Owing to its greater solubility in water, the optimal loading of
leucine is expected to be higher than is observed for trileucine,
and can be determined without extensive experimentation.
Appropriate weight percentages of other oligomers of leucine can be
readily determined considering their percent saturations. As a
practical matter, the concentration of shell former should be such
that a desirably low Pe (less than about 3) results from the
process, as well as significantly higher bulk densities (i.e., both
tapped densities and puck densities). Despite the significant
increase in bulk density, the specific surface area (SSA) of the
particles is comparable to that achieved in the absence of a
shell-forming excipient, suggesting that the packing of the
particles (bulk and tapped density) is improved while maintaining
their particle density. Importantly, the tapped density has been
significantly increased to values greater than 0.5 g/ml.
[0090] Other shell-formers may be utilized, and may provide the
desired benefits at concentrations below 0.5% and/or concentrations
above 10%.
[0091] For particles larger than 100 .mu.m, gravitational forces
exceed interparticle cohesive forces. Under this scenario,
spherical particles have the most efficient packing density. For
such large particles, the bulk density decreases with increasing
rugosity (measure of small-scale variations of amplitude in the
height of a surface). However, as the particle size decreases to
less than 10 .mu.m, interparticle cohesive forces exceed
gravitational forces and particle morphology takes on greater
importance. In this case, smooth, spherical particles may have a
lower coordination number and decreased bulk densities. Referring
again to FIG. 3, various material densities are illustrated
schematically and associated with a coordination number (Nc). The
coordination number represents the number of touching neighbors for
each particle, and increases with powder densification. Cohesive
smooth spherical particles create large void spaces between
agglomerates, shown by the circled portions of FIG. 4, thus these
ensembles of particles have a low tapped density. However, it
should be noted that a low tapped density does not necessarily mean
that the particles themselves are of low density. Hence, some
degree of particle rugosity is important for `respirable` sized
particles to reduce interparticle cohesive forces and increase
coordination number.
[0092] "Rugosity" as used herein is a measure of the surface
roughness of an engineered particle. For the purposes of this
invention, rugosity is calculated from the specific surface area
obtained from BET measurements, true density obtained from helium
pycnometry, and the surface to volume ratio obtained by laser
diffraction (Sympatec), Rugosity=(SSA.rho. true)/Sv where Sv=6/D32,
where D32 is the average diameter based on unit surface area.
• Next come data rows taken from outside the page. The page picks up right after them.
PR #17, opened 2017-12-22
Implemented options to change the input directories for the pictures.

Yutsa:
I changed the train.py script to be able to change the source image folder. So now it is not hardcoded you can use `python train.py-a imgA/ -b imgB/` or `python train.py--image-a=imgA/ --image-b=imgB/`

I don't know if you accept this kind of PR but I find it useful.

### DIFF
--- a/train.py
+++ b/train.py
@@ -1,72 +1,86 @@
 import cv2
 import numpy
+import sys
 
-from lib.utils import get_image_paths, load_images, stack_images
-from lib.training_data import get_training_data
+from utils import get_image_paths, load_images, stack_images
+from training_data import get_training_data
 
-from lib.model import autoencoder_A
-from lib.model import autoencoder_B
-from lib.model import encoder, decoder_A, decoder_B
+from model import autoencoder_A
+from model import autoencoder_B
+from model import encoder, decoder_A, decoder_B
+from getopt import getopt
+
 
 try:
-    encoder.load_weights('models/encoder.h5')
-    decoder_A.load_weights('models/decoder_A.h5')
-    decoder_B.load_weights('models/decoder_B.h5')
+    opts, args = getopt(sys.argv[1:], "a:b:", ["image-a=", "image-b="])
+except GetoptError as err:
+    print(err)
+    sys.exit(2)
+for option, value in opts:
+    if option in ("-a", "--image-a"):
+        imageAFolder = value
+    elif option in ("-b", "--image-b"):
+        imageBFolder = value
+    else:
+        assert False, "Unhandled option"
+
+print("Image A path is {}".format(imageAFolder))
+print("Image B path is {}".format(imageBFolder))
+
+try:
+    encoder.load_weights( "models/encoder.h5"   )
+    decoder_A.load_weights( "models/decoder_A.h5" )
+    decoder_B.load_weights( "models/decoder_B.h5" )
 except:
     pass
 
-
 def save_model_weights():
-    encoder.save_weights('models/encoder.h5')
-    decoder_A.save_weights('models/decoder_A.h5')
-    decoder_B.save_weights('models/decoder_B.h5')
-    print('save model weights')
+    encoder.save_weights( "models/encoder.h5"   )
+    decoder_A.save_weights( "models/decoder_A.h5" )
+    decoder_B.save_weights( "models/decoder_B.h5" )
+    print( "save model weights" )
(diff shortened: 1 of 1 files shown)


Ganonmaster:
Hi, thanks for your pull request. I will be reviewing it shortly.

train.py
```diff
@@ -1,72 +1,86 @@
...
+from utils import get_image_paths, load_images, stack_images
+from training_data import get_training_data
 
-from lib.model import autoencoder_A
-from lib.model import autoencoder_B
-from lib.model import encoder, decoder_A, decoder_B
+from model import autoencoder_A
+from model import autoencoder_B
+from model import encoder, decoder_A, decoder_B
+from getopt import getopt
```
Ganonmaster: I would prefer the usage of `argparse` over `getopt` as we don't really need the lower level parsing that the `getopt` library provides. It would also make it consistent with other scripts that I rewrote yesterday. Have a look at `extract.py`, `convert.py` and `lib/cli.py` if you want examples.

train.py
```diff
@@ -1,72 +1,86 @@
 import cv2
 import numpy
+import sys
 
-from lib.utils import get_image_paths, load_images, stack_images
-from lib.training_data import get_training_data
+from utils import get_image_paths, load_images, stack_images
+from training_data import get_training_data
```
Ganonmaster: `utils.py` is in the `lib` package, so I'm not sure if this would even work?

train.py
```diff
@@ -1,72 +1,86 @@
...
+    decoder_B.save_weights( "models/decoder_B.h5" )
+    print( "save model weights" )
 
-    figure = numpy.clip(figure * 255, 0, 255).astype('uint8')
+images_A = get_image_paths( imageAFolder )
+images_B = get_image_paths( imageBFolder )
+images_A = load_images( images_A ) / 255.0
+images_B = load_images( images_B ) / 255.0
 
-    cv2.imwrite('_sample.jpg', figure)
```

Increases in surface roughness are expected to reduce interparticle
cohesive forces, and improve targeting of aerosol to the lungs.
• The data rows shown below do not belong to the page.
PR #22, opened 2017-12-24
Unified CLI

Yutsa:
I created a single script that calls the other ones so we have a single command.

It's used like that : `./faceswap.py train` or `./faceswap.py extract` or `./faceswap.py convert` with of course the same options as before.

I'm discovering argparse while doing it so feel free to fix my beginner mistakes.


Ganonmaster:
Looks excellent so far. However, you seem to have forgotten the `scripts` package. 😅

Yutsa:
Ah I didn't modify the gitignore, that's why ! That's fixed now.

faceswap.py
```diff
@@ -0,0 +1,13 @@
...
+from scripts.train import TrainingProcessor
+from scripts.convert import ConvertImage
+
+parser = argparse.ArgumentParser()
+subparser = parser.add_subparsers()
+extract = ExtractTrainingData(subparser, "extract", "Extract the faces from a pictures.")
+convert = ConvertImage(subparser, "convert", "Convert a source image to a new one with the face swapped.")
+train = TrainingProcessor(subparser, "train", "This command trains the model for the two faces A and B.")
+arguments = parser.parse_args()
+arguments.func(arguments)
```
lukaville: I think it will be better to wrap everything into:
```
if __name__ == "__main__":
    ...
```

In order to not execute this by accidental importing faceswap as a module

Yutsa: Oh yeah right. It's been quite some time since I've done some Python programming.

faceswap.py
```diff
@@ -0,0 +1,14 @@
...
+import argparse
+from scripts.extract import ExtractTrainingData
+from scripts.train import TrainingProcessor
+from scripts.convert import ConvertImage
+
+if __name__ == "__main__":
+    parser = argparse.ArgumentParser()
+    subparser = parser.add_subparsers()
+    extract = ExtractTrainingData(subparser, "extract", "Extract the faces from a pictures.")
+    convert = ConvertImage(subparser, "convert", "Convert a source image to a new one with the face swapped.")
```
lukaville: Probably it will be more clear to save the order `extract` -> `train` -> `convert` here to avoid confusion (because as far as I understand this order also affects the order in auto-generated help output) :)

faceswap.py
```diff
@@ -0,0 +1,14 @@
...
+    train = TrainingProcessor(subparser, "train", "This command trains the model for the two faces A and B.")
+    arguments = parser.parse_args()
+    arguments.func(arguments)
```
Ganonmaster: Maybe print the default help if this script is called without arguments. Right now it results in a less than helpful argument error when none are given..

lib/cli.py
```diff
@@ -22,10 +22,12 @@ def __call__(self, parser, namespace, values, option_string=None):
 class TrainingProcessor(object):
     arguments = None
 
-    def __init__(self, description='default'):
+    def __init__(self, subparser, command, description='default'):
         print('Initializing')
```
Ganonmaster: All three actions/scripts/objects are initialized when `faceswap.py` is run. Maybe alter or remove these print statements, or only initialize only object that belongs to the subcommand we are actually running.

```
> python .\faceswap.py
Using TensorFlow backend.
Initializing
Initializing
Initializing
```

scripts/train.py
```diff
@@ -0,0 +1,2 @@
+from lib.cli import TrainingProcessor
+
```
Ganonmaster: This file seems kind of useless now.

Yutsa:
The issues you raised should now be fixed.

lukaville:
Please also update the README.md, there are instructions in old style (like `python train.py`)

Improved lung targeting is expected to reduce interpatient
variability, and levels of drug in the oropharynx and systemic
circulation.
[0093] For example, in embodiments of the present invention a
particle rugosity may be between about 1 and 3.5, such as 1 to 3,
or 1.5 to 2.5
[0094] Embodiments of the present invention comprise spherical
particles with low rugosity that are gravitationally stable with
weak interparticle cohesive forces.
[0095] The Compressibility Index (C) correlates with dispersibility
properties of the powders filled into receptacles. In a
free-flowing powder, tapped density (.rho..sub.Tapped) and puck
density (.rho..sub.Puck) are close in value and C is small (i.e.,
less than about 15). For C greater than 20, dispersibility is
decreased.
[0096] Formulation composition and spray-drying process parameters
both influence particle morphology. In practice, after
inter-particulate forces are minimized by adjusting the formulation
composition, the packing density (tapped density) can be further
increased by adjusting the spray-drying process parameters. As
summarized in Table 2, the tapped density of the particles with the
same formulation composition varied with the drying conditions;
particles spray dried under slow conditions (sample 4) packed
better that the one dried under fast conditions (sample 8). This
result indicates that the particles dried under mild conditions
(low Pe) have higher fractional density due to lower surface
roughness than the one dried under fast conditions (high Pe). The
specific surface area (SSA) results (Table 2) are consistent with
the tapped density results. Table 2 also shows that formulations
dried under fast conditions (samples 7 through 12) showed either
poor aerosol properties or poor powder packing (most formulations
did not reach the target fill mass, 150 mg in a size 2
capsule).
Process
[0097] During the spray drying process, the bulk feedstock is
atomized to a flume of droplets using a nozzle. Control of a
droplet size distribution is essential for the consistent and
efficient production of spray dried particles for inhalation drug
delivery. The final product particle size can be estimated, by
equating the mass of dissolved solids to the mass of the dried
particle yielding the following Equation 4:
d particle = ( Cs .rho. solution .rho. particle ) 3 d droplet
Equation 4 ##EQU00003##
[0098] where d.sub.particle is the particle diameter; d.sub.dropiet
is the droplet diameter; C.sub.s is the solution concentration or
total solids; .rho..sub.particle is the particle density; and
.rho..sub.solution is the solution density. Hence the final product
particle size is controlled predominantly by the initial liquid
droplet size and solution concentration.
[0099] In some embodiments, a twin-fluid atomizer is employed,
which utilizes a high-speed gas stream, typically air, to blast the
liquid into droplets. The atomization is achieved by using the
kinetic energy of the gas stream provided by a compressed source
with typical pressures operating up to 100 psi. The nature of the
feedstock is important in achieving low Pe. The solids content
should be low enough to prolong the constant-drying period, thus
delaying the time to reach supersaturation, where skin formation
would occur to achieve a low Pe. In other words the lower the Pe
that is attained during the process, the smaller, and more dense is
the resulting powder.
[0100] To maximize a delivered dose, in addition to increasing
product density, it is also important to fill as much of the volume
in the receptacle as is possible without negatively affecting
powder fluidization and dispersion during inhalation with a dry
powder inhaler. The mass of drug that can be loaded into a
receptacle depends on the free volume present in the particle
(i.e., its porosity), the free volume between particles in the
compressed powder puck, and the free volume in the receptacle not
occupied by the powder puck. The first two free volumes are
assessed in the measurement of the puck density.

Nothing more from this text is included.